A study commissioned by the Finnish Ministry of Communications in 2018 found that the available indicators of media diversity reveal the most about the number of media outlets and the diversity of media owners and content providers, as well as the diversity of media consumption for the reasons mentioned above. Conversely, there was no data for measuring the diversity of content, so, ultimately, the proposal was for qualitative indicators based on limited datasets. The same problem has plagued the EU-led Media Pluralism Monitor, which is tasked with evaluating the risks to media diversity in each country. MPM evaluations were developed from 2012 to 2014 and have been carried out since then (since 2015 in Finland), and it has been necessary to reduce the number of indicators focusing on journalistic content due to a lack of available data on several occasions.

However, some innovations have arisen as more journalistic data has become available. One good example is the development towards binary gender equality among people appearing in the media. The most traditional player in this field is the Global Media Monitoring Project (GMMP), carried out since 1995. The project monitors the share of women and men among the people appearing in the media worldwide. The researchers conduct the evaluation manually using carefully defined material.
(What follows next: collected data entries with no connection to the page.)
PR #4026, opened 2026-09-16
Fix OpTypeBufferSurfaceINTEL translation with target extension types

michalpaszkowski:
transType() is called twice for the same SPIR-V type, with UseTPT=true to get a TypedPointerType used only for mangling the builtin name, and with UseTPT=false to get the type the translated value actually receives. Types routed through BuiltinCallHelper::getSPIRVType() test UseTargetTypes before UseRealType, so both calls agree.

OpTypeBufferSurfaceINTEL tested UseTPT first, so with target extension types enabled the two disagreed. For OpConvertPtrToU on a buffer surface operand, transBuiltinFromInst() built a __spirv_ConvertPtrToU signature taking ptr addrspace(1) while the argument was a
target("spirv.BufferSurfaceINTEL", ...), tripping
"Calling a function with a bad signature!" in CallInst::Create().

Test UseTargetTypes first, and add OpTypeBufferSurfaceINTEL to getOCLOpaqueTypeAddrSpace() so the mangled name keeps the global address space the typed pointer representation used (otherwise "No address space is determined for some OCL type").


michalpaszkowski:
@vmaksimo @YuriPlyakhin This will most likely also need to go to branches for newer LLVM revisions but I need to do additional tests.

lib/SPIRV/SPIRVReader.cpp
```diff
@@ -465,7 +447,7 @@ Type *SPIRVToLLVM::transType(SPIRVType *T, bool UseTPT) {
   case OpTypeBufferSurfaceINTEL: {
     auto *PST = static_cast<SPIRVTypeBufferSurfaceINTEL *>(T);
     Type *Ty = nullptr;
-    if (UseTPT) {
+    if (UseTPT && !UseTargetTypes) {
```
vmaksimo, line 450: Oh, this is a direct follow-up to #3943 - we should've verified all the code paths back then

test/extensions/INTEL/SPV_INTEL_vector_compute/buffer_surface_intel_convert_ptr_to_u.ll
```diff
@@ -0,0 +1,49 @@
...
+
+target triple = "spir64"
+
+%intel.buffer_rw_t = type opaque
+
+declare void @llvm.some.unknown.intrinsic.i32(i32)
+
+define spir_kernel void @test(%intel.buffer_rw_t addrspace(1)* %buf) #0 {
+entry:
+; LLVM: call spir_func i32 @_Z26__spirv_ConvertPtrToU_RintPU3AS1{{[0-9]+}}__spirv_BufferSurfaceINTEL{{[_0-9]*}}(target("spirv.BufferSurfaceINTEL", 2) %buf)
```
vmaksimo, line 42: I'd include full mangling instead

vmaksimo (approved):
As this follow-ups the earlier fix for 16-branch only - we can proceed.
But I'd still like to see the related fix on main and newer release branches as well.

On main (but actually any release starting from 17 and newer), the reader fix will be simpler than the reorder here - just drop the `if (UseTPT)/else` and always build the `TargetExtType`.

test/extensions/INTEL/SPV_INTEL_vector_compute/buffer_surface_intel_convert_ptr_to_u.ll
michalpaszkowski: Changed in https://github.com/KhronosGroup/SPIRV-LLVM-Translator/pull/4026/commits/3a8a5489335c7d8f6d0b5627d441f3f004e5422d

A few years ago, Prognosis, a Swedish innovation, automated this calculation using an Equality Bot, which reports the proportions of women and men in various online media outlets every day. The first gender meters introduced for media companies themselves hit the news in 2018 (hs.fi). Examples of the most advanced gender meters include the Gender Gap Tracker, a Canadian project based on the same technology as the News Source Diversity Meter. Another similar project is American Press Institute’s tool called Source Matters which supports automated, customizable source diversity tracking.

Tracking news sources is a very daunting task because there are so many variables and the data available is often not commensurate. A good overview of the complexity of the subject has been made by AIJO project. According to them, the diversity of sources can be approached either through photographs (like JanetBot by Financial Times), text (like our meter or Gender Gap Tracker) or data collected by the journalists themselves (like Dex tool by NPR). The fragmentation of the field means that everyone is working on the same challenge on their own – there are few providers of total commercial solutions (see, however, the Ceretai’s Diversity Dashboard). An individual question is how to integrate a good diversity tool as a part of the journalistic culture in different newsrooms. (For example Ringier Group has succeeded here with their EqualVoice project.)

The idea behind the News Source Diversity Meter was to find out who can make their voice heard in journalism. The idea is that by making the media’s source choices more visible, they become easier to develop. As such, it is not enough to know the proportion of women and men being interviewed. It is just as important – or even more so – to know which experts are invited to explain which topics, which bodies in society have their voices heard the most, and which political parties get to have a say on which issues. It is also relevant to distinguish between the weight attributed to sources’ words. For example, does a person appea as one of the sources in a minor story or as the only interviewee in a long-form article?

Journalism research has repedeatly shown that the sources journalists choose to quote in their stories has lot of influence on whose stories get told, how they are told and to who they are told. That’s why tracking sources is so important.

A meter based on machine analysis has only a limited ability to answer such questions. Interpretations and conclusions will remain the domain of researchers and media professionals. Quoting American Press Institute: “It’s not enough just to track source diversity. It also requires community listening, relationship building, time to develop new sources, training and coaching.”